1. Introduction.
Statistics cannot be done without data, and in multivariate statistics, data is primarily presented in matrices, where we usually place the objects studied in the rows and the variables in the columns.
Once we have the data, we are interested in providing a good description of it, which can be done numerically or graphically.
Matrix algebra and matrix calculus are fundamental to multivariate analysis.
Describing multivariate data involves specifying the data matrix, providing measures of central tendency and measures of dispersion, specifically variance-covariance matrices or global measures of variability.

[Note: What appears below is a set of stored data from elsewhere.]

PR #628, opened 2023-04-14
add refresh_in logic

siddhijain:


msal4j-sdk/src/main/java/com/microsoft/aad/msal4j/AcquireTokenByAppProviderSupplier.java
```diff
@@ -35,6 +35,13 @@ private static void validateTokenProviderResult(TokenProviderResult tokenProvide
         if (null == tokenProviderResult.getTenantId() || tokenProviderResult.getTenantId().isEmpty()) {
             handleInvalidExternalValueError(tokenProviderResult.getTenantId());
         }
+
+        if (0 == tokenProviderResult.getRefreshInSeconds()){
+            long expireInSeconds = tokenProviderResult.getExpiresInSeconds();
+            if(expireInSeconds >= TWO_HOURS){
+                tokenProviderResult.setRefreshInSeconds(expireInSeconds/2);
```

Another topic that plays a significant role in multivariate analysis is the concept of distance: distances between objects, between variables, etc. Distances are the core foundation for applying multivariate methods such as cluster analysis or correspondence analysis.
In terms of graphical representation, aside from classic graphical representations like histograms or scatterplots, we will explore how to create multiple box plots and address the delicate issue of outliers, how to identify them and mitigate their negative effects.
Finally, regarding matrix algebra and matrix calculus, it is necessary to understand how matrices are added, multiplied, what the diagonal is, the trace of a matrix or determinant, and most importantly, their properties. In particular, diagonalization of a matrix and singular value decomposition are two concepts that are absolutely necessary. Essentially, this involves a factorization of the matrix.